Upset in Kormakitis over local elections

The Maronite village of Kormakitis in the north

The intransigence and mentality that prevails in some circles in Ankara is dictated through their settlers in occupied Cyprus, President Nicos Anastasiades said on Tuesday, joining the chorus condemning the exclusion of a candidate from running in the local elections in the occupied village of Kormakitis.

On Monday it emerged that the ‘foreign ministry’ in the north had banned restaurant owner Maria Skoullou from claiming the position of community leader.

This sparked various reactions in the north, with rumours circling that current community leader Antonis Sarros was the one who submitted an objection to her candidacy.

Speaking to the Cyprus News Agency on Tuesday, Sarros denied any involvement in the case, and threatened media outlets printing this claim with lawsuits.

Asim Akansoy, secretary general of Turkish Cypriot opposition party CTP, had denounced the move to exclude Skoullou as “humiliating”, questioning whether there was any legal basis to it. “What happened is racist, it’s fascist,” he said.

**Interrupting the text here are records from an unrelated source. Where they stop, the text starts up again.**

PR #2978, opened 2025-05-22
texture_cache: Handle greater guest_size with equal resources.

squidbus:
Handle case in texture cache where two resolved images are essentially equal, likely indicating a leftover image that needs to be cleaned up.

### DIFF
--- a/src/video_core/texture_cache/texture_cache.cpp
+++ b/src/video_core/texture_cache/texture_cache.cpp
@@ -222,14 +222,15 @@ std::tuple<ImageId, int, int> TextureCache::ResolveOverlap(const ImageInfo& imag
                 -1, -1};
         }
 
-        ImageId new_image_id{};
-        if (image_info.type == tex_cache_image.info.type) {
-            ASSERT(image_info.resources > tex_cache_image.info.resources);
-            new_image_id = ExpandImage(image_info, cache_image_id);
-        } else {
-            UNREACHABLE();
+        ASSERT(image_info.type == tex_cache_image.info.type);
+        if (image_info.resources == tex_cache_image.info.resources) {
+            // Could happen due to texture and render target guest_size mismatch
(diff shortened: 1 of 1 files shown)


rafael-57:
What should we expect from this When testing? Less memory usage/performance improvements?

squidbus:
Expectation is to avoid the ASSERT that was there previously.

diegolix29:
it throwed the assert on merged image now
image

squidbus:
> it throwed the assert on merged image now

Can you share the `guest_size` values from the data you sent previously, I don't see how it's possible to get here without any merge image ID.

squidbus:
Please check again.

diegolix29:
yes seems like its working no assert. But now when im ingame i have this on some textures sometimes and it corrects itself after a few 5 seconds or 8 
image

like this

image

squidbus:
Okay I made another tweak, can you see if that still happens?

diegolix29:
yes that big one aint happening anymore 

even show other lines that wasnt shownig before, but it does create this still and that one was also on the previous version

image

image

image

image
and they correct them selves sometimes
image


it just updates every few seconds like this 

https://github.com/user-attachments/assets/9be4e0c1-6733-4c58-9974-fd249b88f3b9

squidbus:
If you have time maybe try changing the case added to return just ‘merged_image_id’ unconditionally (I’m away from PC now), if it still has those glitches we may need to abandon the assert change and look deeper into why the size is different. Perhaps printing the image tiling modes in your previous logging would help identify as well.

Xcedf:
This assert fixed in Battlefield 4, game compiles few more shaders but still gets stuck.

squidbus:
Going to close these as I'm pretty sure now this is going to be a size difference due to different tiling modes. Will figure out which way to handle that case and open something for it later.

PR #2980, opened 2025-05-23
Added back the "Attempted to track non-GPU memory" assert.

LNDF:
Bring back the assert that I removed when rewritting part of the page_manager.

Please test this before in case the assert is too strct.


gandalfthewhite19890404:
Yes, Diablo III (updated versions, not base 1.00) hits it. So better with assert to understand what is going on instead of silent crash.
```
[Debug] <Critical> page_manager.cpp:220 operator(): Assertion Failed!
Attempted to track non-GPU memory at address 0x1052140000, size 0x40000.
```

LNDF:
I think this is ok now

PR #2981, opened 2025-05-23
texture_cache: Handle overlap with equal address and different tiling mode

squidbus:
Handles case where we reached the end of equal guest address overlap, the `guest_size` is greater, the `resources` count is not, and the tiling mode is different. In this case the address is likely being reused for a different image, so free the cached image and return the current merged image ID.


squidbus:
@diegolix29 Please check the game you had the texture cache assert with

diegolix29:
Seems like its working ok with this, still see some weird graphics but it might be an issue with the method i used for the original convertion, i will test with another ps1 converted game and see if i see irregularities. Thanks this is def better than yesterday

PR #2985, opened 2025-05-25
shader_recompiler: Fix incorrect float type on FPRecip64

LNDF:
Currently erroneously a float is emitted insteed of a double, cusing a SPIR-V validation error.

For example, in InFamous: First Light (shader 0xa71733ca):
```
error: line 256: Invalid word count: OpConstant starting at word 1043 says it has 4 words, but found 5 words instead.
```


AboMedoz:
tested fixes the error

PR #2990, opened 2025-05-25
Wip implementation of isdevkit and neo mode to experimental tab.

diegolix29:
i will have to adjust the box later on please test locally it worked ok

### DIFF
--- a/src/common/config.cpp
+++ b/src/common/config.cpp
@@ -473,6 +473,10 @@ void setNeoMode(bool enable) {
     isNeo = enable;
 }
 
+void setDevKitMode(bool enable) {
+    isDevKit = enable;
+}
+
 void setLogType(const std::string& type) {
     logType = type;
 }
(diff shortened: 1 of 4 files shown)


StevenMiller123:
These features are intentionally excluded from the GUI, as we don't want inexperienced users enabling them.

diegolix29:
i saw somewhere that putting them on a experimental tab with descriptions could be a good choice as some people dont know how to enable some things on the config toml. and devkit and neo mode are needed for some specific stuff some games need it and some patches now too.

GHU7924:
I think that it is possible to do it in such a way that it does not interfere with users who do not need it, and those who do need it, so that they do it at their own risk.

EF

@diegolix29 This is what my tab looks like at the moment.

изображение

GamerzHell9137:
Is there a chance to add a message on the lower bar on the main window of shad that experimental options are enabled? 
Something like:
image

georgemoralis:
No

PR #2991, opened 2025-05-26
shader_recompiler: Patch SRT walker on segfault

LNDF:
This PR introduces patching the SRT walker when an access violation happens. Access violation can happen because SRT wlker is not 100% accurate to the base shader (for example, arithmetic operations between base ReadConst/UserData are omited). This can lead to a situiation where the SRT waslker reads junk data or, when indirection happens, can even cause access violation. Additionaly, we omit ReadConst with non.immediate offset from the SRT walker, increesing the cnances of an access violation.

As far as I know, flatbuf is used in 3 instances.
1. To implement S_LOAD_DEORD (only as a fallback since #2819 ),
1. To get buffer size in shaders,
1. In the resource tracking pass to track sharps

The goal of this PR is to let the emulation continue if an access violation occurs on SRT walker, providing a fallback value (0). The idea is that most games that use this level of indirection that could lead to an access violation fall into the first case, meaning that we would only (maybe) get an artifact for a frame.

This lets Until Dawn go further.

Note that this doesn't aim to fix not being able to track resources flatbuf inaccuracies (case 3). This happens on Persona 3 (which is a UE game).

Note that this is my first time dynamic-patching instructions, so I might have done something horribly wrong :)

Draft because I would like to be tested first.


Missake212:
Until Dawn (CUSA02636) now goes further thanks to this PR. Still crashes before menus though.

Screenshot 2025-05-26 122749

Screenshot 2025-05-26 122752

Screenshot 2025-05-26 122812

[CUSA02636.log](https://github.com/user-attachments/files/20440376/CUSA02636.log)

I also tested all my games (on Windows) and none of them regressed.

LNDF:
This should be ok I think. No regressions found and makes until dawn go further.

georgemoralis:
@squidbus  any thoughts?

LNDF:
Maybe I should add a comment in the code explaining why this is done, for anyone reading the code. It seems a bit random without having the full context.

raphaelthegreat:
This is quite hackish. As a temporary solution its probably okay, but should not be done in the long term imo. It can be solved better by having case 1 only handled by DMA, which requires all the other changes discussed in the DMA PR

LNDF:
> This is quite hackish. As a temporary solution its probably okay, but should not be done in the long term imo. It can be solved better by having case 1 only handled by DMA, which requires all the other changes discussed in the DMA PR

Currently, you would only get erroneous data for 1 frame in case 1 {after implementing the option to cache all mapped ranges, you would never get erroneous data). However the SRT walker would still run every time a drawcall (for sharp tracking) so this signal handler would be still needed (or as an alternative, all non sharp readconsts could be skipped if the option to cache all mapped regions is enabled).

Case 2 can be viewed as case 1. It is really accessing memory through a shader and can be implemented with DMA, getting erroneous values for 1 frame (or 0 after the PR mentioned above).

Case 3 is the problem as we need the sharps at shader compile time on the CPU side. Maybe a more accurate SRT walker can be built for that, or an entirely new system could be used.

raphaelthegreat:
> all non sharp readconsts could be skipped if the option to cache all mapped regions is enabled

Yes this would prevent the majority of these segfaults and if they still didnt happen, it could be tweaked to handle them. 

The [first part](https://github.com/shadps4-emu/shadPS4/blob/99ccf569389240b0261c716ae389dedc43f6bf95/src/shader_recompiler/ir/passes/resource_tracking_pass.cpp#L835-L846) of resource_tracking and flatten_extended_userdata could be combined into a single pass, so that ReadConst coming from resources are only included in it. That pass will also eliminate those ReadConst instructions leaving only ReadConst that DMA will handle. And then the second part of resource_tracking could be combined with lower_buffer_format_to_raw as a sort of resolve pass.

So with this case 1 and 2 will go through DMA only and flatbuf only case 3, which is good because its scope is limited as much as possible, to the data that is needed at compile time and fetched every draw.

diogoaduartereis:
[CUSA02636.log](https://github.com/user-attachments/files/20446105/CUSA02636.log)
I was able to see Sam's black silhouette in the main menu, but it crashed immediately: 
image

LNDF:
> The [first part](https://github.com/shadps4-emu/shadPS4/blob/99ccf569389240b0261c716ae389dedc43f6bf95/src/shader_recompiler/ir/passes/resource_tracking_pass.cpp#L835-L846) of resource_tracking and flatten_extended_userdata could be combined into a single pass, so that ReadConst coming from resources are only included in it.

Will take a look at it.

> That pass will also eliminate those ReadConst instructions leaving only ReadConst that DMA will handle. And then the second part of resource_tracking could be combined with lower_buffer_format_to_raw as a sort of resolve pass.

The dead code elimination already takes care of those readconsts.

> So with this case 1 and 2 will go through DMA only and flatbuf only case 3, which is good because its scope is limited as much as possible, to the data that is needed at compile time and fetched every draw.

I would also like to put a (disabled by default) option to not cache all mapped regions (for lower end systems with not a lot of VRAM).


Additionaly, current srt walker is not accurate enouth for some games. Persona 3 for example uses incorrect data from flatbuf as V# descriptor, using a random memory location as a buffer (and triggering the attempted to track non-GPU memory assert). 
 For those cases, a more complex walker generator must be implemented (maybe parts from my x64 ir backend could be used?).

raphaelthegreat:
> Additionaly, current srt walker is not accurate enouth for some games
> For those cases, a more complex walker generator must be implemented

Yes the srt walker generation code can be updated to handle specific cases of sharp fetching (e.g bindless) as needed. I don't think an x64 ir backend will be needed in vast majority of cases with some smart pattern detection

PR #2994, opened 2025-05-26
Equeue: fix WaitEqueue assert on nullptr

Fire-Cube:
On real hardware nullptr is not a problem and based on RE WaitEqueue simply passes 0 to kqueue if timeout is nullptr

Pls test again before merge

### DIFF
--- a/src/core/libraries/kernel/equeue.cpp
+++ b/src/core/libraries/kernel/equeue.cpp
@@ -266,23 +266,16 @@ int PS4_SYSV_ABI sceKernelWaitEqueue(SceKernelEqueue eq, SceKernelEvent* ev, int
         return ORBIS_KERNEL_ERROR_EINVAL;
     }
 
+    // When the timeout is nullptr, we wait indefinitely
     if (eq->HasSmallTimer()) {
-        ASSERT(timo && *timo);
-        *out = eq->WaitForSmallTimer(ev, num, *timo);
+        *out = eq->WaitForSmallTimer(ev, num, (timo != nullptr) ? *timo : 0);
     } else {
-        if (timo == nullptr) { // wait until an event arrives without timing out
-            *out = eq->WaitForEvents(ev, num, 0);
-        }
-
-        if (timo != nullptr) {
+        if (*timo == 0) {
             // Only events that have already arrived at the time of this function call can be
             // received
-            if (*timo == 0) {
-                *out = eq->GetTriggeredEvents(ev, num);
-            } else {
-                // Wait until an event arrives with timing out
-                *out = eq->WaitForEvents(ev, num, *timo);
-            }
+            *out = eq->GetTriggeredEvents(ev, num);
+        } else {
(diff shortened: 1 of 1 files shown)


georgemoralis:
give us some screenies :D

Missake212:
UFC 4 now boots but gets stuck spamming net stuff.

image

[CUSA14209.zip](https://github.com/user-attachments/files/20447422/CUSA14209.zip)

The Sims 4 (with the update) now behaves the same way as version 1.00, meaning it crashes almost immediately with the last line in log being about SceVideoOutGetResolutionStatus

image

[CUSA09216.log](https://github.com/user-attachments/files/20447430/CUSA09216.log)

src/core/libraries/kernel/equeue.cpp
```diff
@@ -266,23 +267,23 @@ int PS4_SYSV_ABI sceKernelWaitEqueue(SceKernelEqueue eq, SceKernelEvent* ev, int
...
+            *out = eq->WaitForSmallTimer(ev, num, *timo);
+        }
     } else {
-        if (timo == nullptr) { // wait until an event arrives without timing out
+        if (timo == nullptr) {
             *out = eq->WaitForEvents(ev, num, 0);
-        }
-
-        if (timo != nullptr) {
+        } else if (*timo == 0) {
```
squidbus, line 284: It seems we have a discrepancy now where small, precise timers will wait indefinitely on 0 (small timer path) and larger timers will return immediately on 0 (here). I assume that the small timer path should do the same as here, if you could confirm the correct behavior and make them consistent.

Fire-Cube: I can confirm that (*timo == 0) is just a simple wait

Fire-Cube:
I think this is ready now
Based on hardware tests this should be correct

src/core/libraries/kernel/equeue.cpp
```diff
@@ -266,23 +267,27 @@ int PS4_SYSV_ABI sceKernelWaitEqueue(SceKernelEqueue eq, SceKernelEvent* ev, int
...
-        ASSERT(timo && *timo);
-        *out = eq->WaitForSmallTimer(ev, num, *timo);
+        if (timo == nullptr) {
+            *out = eq->WaitForSmallTimer(ev, num, 0);
+        } else if (*timo == 0) {
+            // Only events that have already arrived at the time of this function call can be
+            // received
+            *out = eq->GetTriggeredEvents(ev, num);
+        } else {
+            ASSERT(*timo);
```
squidbus: Should remove assert here since previous case already checks this.

squidbus:
I'm not sure I like the duplicatation of the `*timo == 0` block in both paths but I suppose it's fine. Mainly just the one comment about the assert then I'm fine with this.

src/core/libraries/kernel/equeue.cpp
Fire-Cube: forgot about it, is removed now

PR #2998, opened 2025-05-27
Stub PM4 0x8E opcode

mikusp:


kalaposfos13:
Shadow of the Colossus goes to menus with nullGPU, and has sound as well, but crashes upon the second input with an access violation in game code, which didn't happen pre-0.9.0 with hacks, so it might be a regression. The game is also prone to randomly hang at times.

[CUSA08809.log](https://github.com/user-attachments/files/20463968/CUSA08809.log)

gandalfthewhite19890404:
image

On Tuesday, CNA reported that former president of the Turkish Democratic Party, Serdar Denktash, stepped into the fray to remind that in 2005, the government in the north had given Maronites living in the enclaved village the right to elect their own mukhtars.

“As foreign minister at the time, I had said that they would be able to elect their own mukhtars, as we would not accept the ones designated by the Greek Cypriot side as interlocutors.”

Up until then, Kormakitis’ community leaders had been appointed by the Republic of Cyprus.

“Today, the party that says it wants a two-state solution refuses to allow the residents of this village to determine their community leaders,” he said.

“As long as you act by excluding one of the two candidates without elections and saying, ‘this is your community leader’ to the Maronites…they are not going to accept the one you appointed, but the one appointed from the south.”

Later on in the day, President Nicos Anastasiades was called to comment while at a foundation stone laying ceremony for the Maronite sporting centre in Pano Deftera.

Saying the government in the north is adopting Ankara’s intransigence, he said its stance is “not just reprehensible, but unacceptable and unthinkable”.

“But as we see the mayor of Istanbul being sentenced, was it possible for Ankara’s mouthpieces to change their mentality and tactics towards a candidate community leader of an occupied village?” he said.

“I express my regret for the inadmissibility of the attitude, of course,” he said.

Asked whether he will raise this issue with Turkish Cypriot leader Ersin Tatar when he sees him, he questioned whether he would listen, and how much sway he would have “when unfortunately the orders are straight from Ankara”.

Meanwhile, on Monday the ‘ministry of foreign affairs’ took a stance on the matter in a written statement, saying that “each state has the authority to make decisions based on its administrative authority and sovereign rights”.